◆ WHAT TO DO ◆
Using the records below, filter out every line that lacks "string" and copy the rest.

◆ SUPPLIED INFORMATION ◆
——

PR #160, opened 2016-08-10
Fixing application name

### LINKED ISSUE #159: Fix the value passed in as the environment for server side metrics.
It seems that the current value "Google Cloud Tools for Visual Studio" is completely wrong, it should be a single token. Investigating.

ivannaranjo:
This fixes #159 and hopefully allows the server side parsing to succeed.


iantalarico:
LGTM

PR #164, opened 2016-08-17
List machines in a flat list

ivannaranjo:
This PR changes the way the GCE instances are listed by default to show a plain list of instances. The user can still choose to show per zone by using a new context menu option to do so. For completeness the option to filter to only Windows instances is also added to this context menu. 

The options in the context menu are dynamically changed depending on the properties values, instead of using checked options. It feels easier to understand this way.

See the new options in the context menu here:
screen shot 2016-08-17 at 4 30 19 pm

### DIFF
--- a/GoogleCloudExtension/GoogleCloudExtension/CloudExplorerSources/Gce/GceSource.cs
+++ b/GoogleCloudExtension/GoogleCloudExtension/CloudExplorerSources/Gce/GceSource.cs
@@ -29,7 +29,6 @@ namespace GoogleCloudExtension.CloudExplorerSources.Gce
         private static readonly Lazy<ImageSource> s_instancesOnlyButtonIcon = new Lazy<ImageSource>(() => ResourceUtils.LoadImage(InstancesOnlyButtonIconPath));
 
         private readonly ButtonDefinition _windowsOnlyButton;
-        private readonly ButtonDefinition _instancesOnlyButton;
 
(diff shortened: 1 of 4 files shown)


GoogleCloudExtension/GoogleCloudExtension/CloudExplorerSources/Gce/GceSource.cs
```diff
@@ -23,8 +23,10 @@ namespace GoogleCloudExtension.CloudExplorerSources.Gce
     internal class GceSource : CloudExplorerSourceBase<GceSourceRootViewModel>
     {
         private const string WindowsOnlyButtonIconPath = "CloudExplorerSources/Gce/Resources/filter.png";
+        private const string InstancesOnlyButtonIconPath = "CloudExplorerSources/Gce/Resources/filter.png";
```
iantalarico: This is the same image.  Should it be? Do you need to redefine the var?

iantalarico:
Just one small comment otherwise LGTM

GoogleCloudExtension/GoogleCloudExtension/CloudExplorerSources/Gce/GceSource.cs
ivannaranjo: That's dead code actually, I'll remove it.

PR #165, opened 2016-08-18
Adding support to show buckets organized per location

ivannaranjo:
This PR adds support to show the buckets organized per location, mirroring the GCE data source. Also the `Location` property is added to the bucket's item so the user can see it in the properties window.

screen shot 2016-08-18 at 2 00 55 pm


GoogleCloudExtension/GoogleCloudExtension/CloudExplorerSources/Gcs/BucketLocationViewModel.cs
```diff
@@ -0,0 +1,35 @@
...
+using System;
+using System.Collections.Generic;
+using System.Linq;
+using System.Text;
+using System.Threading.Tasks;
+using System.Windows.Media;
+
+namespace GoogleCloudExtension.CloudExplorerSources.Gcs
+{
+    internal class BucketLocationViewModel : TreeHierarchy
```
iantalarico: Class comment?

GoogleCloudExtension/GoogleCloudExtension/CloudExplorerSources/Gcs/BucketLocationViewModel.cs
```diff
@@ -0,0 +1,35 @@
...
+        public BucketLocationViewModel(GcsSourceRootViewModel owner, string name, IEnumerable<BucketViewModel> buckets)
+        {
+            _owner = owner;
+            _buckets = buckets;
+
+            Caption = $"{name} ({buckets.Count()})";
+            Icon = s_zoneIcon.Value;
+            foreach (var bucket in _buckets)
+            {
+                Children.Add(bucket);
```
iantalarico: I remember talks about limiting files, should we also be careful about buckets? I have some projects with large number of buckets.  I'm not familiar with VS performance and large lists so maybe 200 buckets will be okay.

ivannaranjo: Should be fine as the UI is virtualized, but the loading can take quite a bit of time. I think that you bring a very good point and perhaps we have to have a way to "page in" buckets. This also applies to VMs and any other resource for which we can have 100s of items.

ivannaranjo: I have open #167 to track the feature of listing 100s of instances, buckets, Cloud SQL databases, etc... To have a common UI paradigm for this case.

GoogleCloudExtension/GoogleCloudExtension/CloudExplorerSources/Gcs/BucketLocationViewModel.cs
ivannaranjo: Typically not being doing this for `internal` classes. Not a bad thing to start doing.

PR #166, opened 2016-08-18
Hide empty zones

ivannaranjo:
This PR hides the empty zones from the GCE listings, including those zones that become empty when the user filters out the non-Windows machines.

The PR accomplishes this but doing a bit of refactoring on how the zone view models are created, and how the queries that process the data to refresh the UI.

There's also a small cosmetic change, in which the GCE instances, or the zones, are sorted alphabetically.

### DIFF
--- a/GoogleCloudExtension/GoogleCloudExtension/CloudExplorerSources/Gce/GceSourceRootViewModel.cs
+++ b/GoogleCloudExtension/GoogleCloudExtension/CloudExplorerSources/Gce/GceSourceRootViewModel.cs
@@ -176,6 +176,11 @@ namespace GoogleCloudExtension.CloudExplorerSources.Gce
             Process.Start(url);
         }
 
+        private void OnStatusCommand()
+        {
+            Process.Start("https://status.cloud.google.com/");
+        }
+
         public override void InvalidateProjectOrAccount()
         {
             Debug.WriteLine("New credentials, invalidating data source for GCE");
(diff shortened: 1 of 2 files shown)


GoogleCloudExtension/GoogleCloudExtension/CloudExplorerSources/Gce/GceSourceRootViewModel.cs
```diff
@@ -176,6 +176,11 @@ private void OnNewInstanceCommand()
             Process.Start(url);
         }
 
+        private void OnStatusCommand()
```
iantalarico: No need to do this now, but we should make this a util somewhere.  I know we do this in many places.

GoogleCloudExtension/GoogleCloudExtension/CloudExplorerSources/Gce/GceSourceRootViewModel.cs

——

◆ TASK RESULT ◆
         private const string WindowsOnlyButtonIconPath = "CloudExplorerSources/Gce/Resources/filter.png";
+        private const string InstancesOnlyButtonIconPath = "CloudExplorerSources/Gce/Resources/filter.png";
+        public BucketLocationViewModel(GcsSourceRootViewModel owner, string name, IEnumerable<BucketViewModel> buckets)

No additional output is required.